Glacier Read: S3 select
Multiple file reads: Athena - Deleting a dataset is irreversible, and it will impact dashboard, analysis, and dependent objects. If you do decide to delete a dataset, make sure no existing analysis or dashboard is using it.
- Security
- Enables default encryption on Amazon S3 buckets where logs are stored using AES-256 encryption.
- Get Access to the KMS key used for encrypting data in S3 bucket. KMS key access is needed to access and decrypt the data from S3 bucket.
- It provides a granular level of security by registering Amazon S3 routes and then enforcing permissions through Lake Formation.
- Use AWS Config to monitor S3 ACLs and bucket policies. Configure Cloud watch Events rule to invoke a Lambda when AWS Config detects a policy violation and then trigger SNS to send a notification to the team for the compliance policy violation.
- Configure AWS Macie to scan S3 data and validate the data using AWS Macie for data compliance rules, using AWS Cloud Watch Events to trigger SNS notifications.
- Object lock: Safeguarded from being deleted for 10 years.
- Block Public Access: S3 Block Public Access provides controls across an entire AWS Account or at the individual S3 bucket level to ensure that objects never have public permissions. By default S3 buckets don’t allow public access but by specifying Block Public Access you can ensure they never see the public.
- S3 endpoint policy: Confirm if the S3 endpoint policy allows access to the required S3 location. VPC endpoint policy includes the correct permissions to access the S3 bucket.
S3 select
- It is cost-effective to load data into Amazon S3 and query it with Amazon S3 Select.
DynamoDB
Run large-scale analytic and operational workloads using a fully managed, scalable NoSQL database service.
- Partition Key
- Sort Key
- Main Table: partitioned by specific columns
- Global Table: Global Secondary Index (GSI) is an index with a partition key and a sort key that can be different from those on the base table. It can be created even after the main table is created. Hence, GSI can be added without any interruptions to the existing table.
- Consistency: The only way to achieve strong consistency is to query on the main table instead of the replicas.
- Local Secondary Index: the way to query all of the threads
- Global Secondary Index: reduce the load on the main table and provide an ability to query on different metrics. Create a global secondary Index on each of these dimensions and periodically query the index for values greater than the threshold for each metric. GSI can be added without any interruptions to the existing table.

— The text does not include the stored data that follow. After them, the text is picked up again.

PR #3760, opened 2021-08-16
Basic local FS functionality, pt 2

iknox-fa:
PR for second segment of local FS storage adapter.
Contains:

- Cleaned up `dbt.clients.system` module
- More/better integration with the rest of the codebase-- 100% of `system` module's file system functions have been swapped with the SA ones (excepting `find_matching`)
- Re-worked `write` method params to match previous system
- Removed many `os.path` refs replacing with `Pathlib` 

This breaks a few tests (unit and integration). The unit test failures are utilizing MagicMocks which don't seem to play nice as file paths for some reason. The integration test failures are mostly from the cli test suite and need further investigation.

### DIFF
--- a/core/dbt/adapters/internal_storage/local_filesystem.py
+++ b/core/dbt/adapters/internal_storage/local_filesystem.py
@@ -2,7 +2,7 @@ from pathlib import Path
 from shutil import rmtree
 from stat import S_IRUSR, S_IWUSR
 from sys import platform
-from typing import Any, Union
+from typing import Union
 from typing_extensions import Literal
 
 from dbt.logger import GLOBAL_LOGGER as logger
--- a/core/dbt/adapters/internal_storage/local_filesystem.py
+++ b/core/dbt/adapters/internal_storage/local_filesystem.py
@@ -64,7 +64,7 @@ def read(
 def write(
     path: str,
     content: Union[str, bytes, None],
-    overwrite: bool = False,
+    overwrite: bool = True,
 ) -> bool:
     """Writes the given content out to a resource on the filesystem.
 
@@ -90,8 +90,6 @@ def write(
         `True` for success, `False` otherwise.
 
     """
-    # TODO: double check I hit all possible permutations here! (IK)
-
     # create a concrete path object
     path: Path = Path(path)
 
@@ -152,6 +150,9 @@ def delete(path: str) -> bool:
     Args:
         path: Full path of resource to be deleted
 
+    Returns:
+        `True` for success, `False` otherwise.
+
     """
     # create concrete path object
     path: Path = Path(path)
@@ -177,10 +178,6 @@ def delete(path: str) -> bool:
             rmtree(path)
 
     return True
-
-
-def find():
-    pass
 
 
 def info(path: str) -> Union[dict, Literal[False]]:
--- a/core/dbt/adapters/internal_storage/local_filesystem.py
+++ b/core/dbt/adapters/internal_storage/local_filesystem.py
@@ -42,7 +42,7 @@ def read(
     """Reads the content of a file on the filesystem.
 
     Args:
-        path: Full path of file to be read.
+        path: Path of resource to be read (full path or relative to cwd).
         strip: Wether or not to strip whitespace.
 
     Returns:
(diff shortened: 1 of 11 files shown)


core/dbt/adapters/internal_storage/local_filesystem.py
```diff
@@ -64,7 +64,7 @@ def read(
 def write(
     path: str,
     content: Union[str, bytes, None],
-    overwrite: bool = False,
+    overwrite: bool = True,
```
leahwicz, line 67: Maybe add a comment as to why we chose to default to true for the future

core/dbt/logger.py
```diff
@@ -360,8 +361,8 @@ def process(self, record):
 
 
 def make_log_dir_if_missing(log_dir):
-    import dbt.clients.system
-    dbt.clients.system.make_directory(log_dir)
+    # N.B:  Storage adapters can't be used in the logger (circular imports)
```
leahwicz, line 364: Oh this is an interesting point. I guess we can always write logs locally and then if they need to be stored somewhere else for cloud, we can move them

nathaniel-may: might want to add "syncing logs" as something to think about when we work on structured logging.

nathaniel-may: Alternatively, we should consider the storage adapter taking over logging. It might be a bit involved, but changing all the log calls to be SA log calls would really only involve finagling import statements. I don't particularly like logs going somewhere else outside the configured SA.

nathaniel-may (commented):
This looks pretty good! I like all the code deletion and simplification of file system interactions.

One thing I would consider is having a custom exception hierarchy for the storage adapter and passing or raising structured exceptions so they can more easily be handled, and displayed to users in a meaningful way. If we're going to separate system IO into its own module, we should guard the boundary from leaking implementation details via exceptions too.

core/dbt/adapters/internal_storage/local_filesystem.py
gshank: Do we actually have any places where we don't want to overwrite the existing file?

core/dbt/logger.py
gshank: I agree that storage adapters need to be used for logging (somehow) for the long term. Probably not necessary for this stage though.  Another issue is that I'm pretty sure that we will need to put different files in different places eventually. For example the logs, json artifacts, partial parsing file, compiled SQL, all have different use cases that will probably require different storage destinations.

core/dbt/deps/local.py
```diff
@@ -45,25 +45,12 @@ def _fetch_metadata(self, project, renderer):
...
-            system.make_symlink(src_path, dest_path)
-
-        else:
-            logger.debug('  Symlinks are not available on this '
-                         'OS, copying dependency.')
-            shutil.copytree(src_path, dest_path)
+        local_SA.delete(dest_path)
+        src_path.rename(dest_path)
+        # TODO: is it ok to remove symlinking?
+        # Symlinks aren't really a thing outside of filesystems and will be hard to model in SAs
```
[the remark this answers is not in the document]
gshank: Nate: good point. I'm pretty sure that we will want to have symlinks for local execution for performance reasons if nothing else. For server side... Hmm. I'm not sure we would be copying external packages anywhere. Load from git repos, possibly?

core/dbt/logger.py
nathaniel-may: Having that all centralized will help manage all the different destinations. If we don't merge logging into SAs we should definitely make a ticket to track it for when we're ready to.

iknox-fa: +1 to all of this.. right now we have a chicken/egg problem in that we use the logger in the SA to log requests so we can't import the logger which is importing the SA, which is importing the logger... etc...

We can certainly re-work how that goes, but not for this effort.

core/dbt/adapters/internal_storage/local_filesystem.py
iknox-fa: @leahwicz TBH, I didn't choose the default-- this function reflects the way the code was written before SAs.  The change here just reflects that I didn't get it right the first time (which @gerda pointed out)

iknox-fa:
> One thing I would consider is having a custom exception hierarchy for the storage adapter and passing or raising structured exceptions so they can more easily be handled, and displayed to users in a meaningful way. If we're going to separate system IO into its own module, we should guard the boundary from leaking implementation details via exceptions too.

I totally agree.  I think it's best to tackle after we finish whatever updates we're going to end up making vis-a-vis structured logging first, just so we don't have to re-write a bunch of it next cycle.  I'll make sure this ends up in a follow-on ticket or otherwise documented as a thing to try,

- Adaptive Capacity: To accommodate uneven data access patterns, DynamoDB adaptive capacity lets your application continue reading and writing to hot partitions without request failures (as long as you don’t exceed your overall table-level throughput, of course). Adaptive capacity works by automatically increasing throughput capacity for partitions that receive more traffic.
- Integrated with AWS lambda: With triggers, you can build applications that react to data modifications in DynamoDB tables. (tracking modifications in the DynamoDB table)
- EMRFS consistent view tracks consistency using a DynamoDB table to track objects in Amazon S3 that have been synced with or created by EMRF. So increasing RCU for the shared DynamoDB table will help
Amazon RDS
- used as a Hive Metastore: Hive metastore needs to be centralized and accessed from multiple clusters. It can be externalized into RDS. It also supports Spark, Hive, and Presto. If you need metastore to persist, you must create an external metastore that exists outside the cluster.
Architecture V1
- Real-Time Analytics on DynamoDB
- Use DynamoDB TTL to delete items that are older than a year.
- Use DynamoDB streams to capture items delete by TTL.
- Use Lambda function to read these items from the stream and load them to S3 using Kinesis Data Firehose.
- Use S3 Lifecycle configuration to transition this data to Amazon Glacier for long term back-up.
Architecture V2
- Amazon RDS: OLTP
- Amazon S3: storing tons of data
- Redshift: using for data search or query
- Amazon RedshiftSpectrum: merging existing data and up-to-date data
Other services for Data Storage
- Amazon DocumentDB (MongoDB Compatible): A scalable, durable, fully managed database service running mission-critical MongoDB workloads.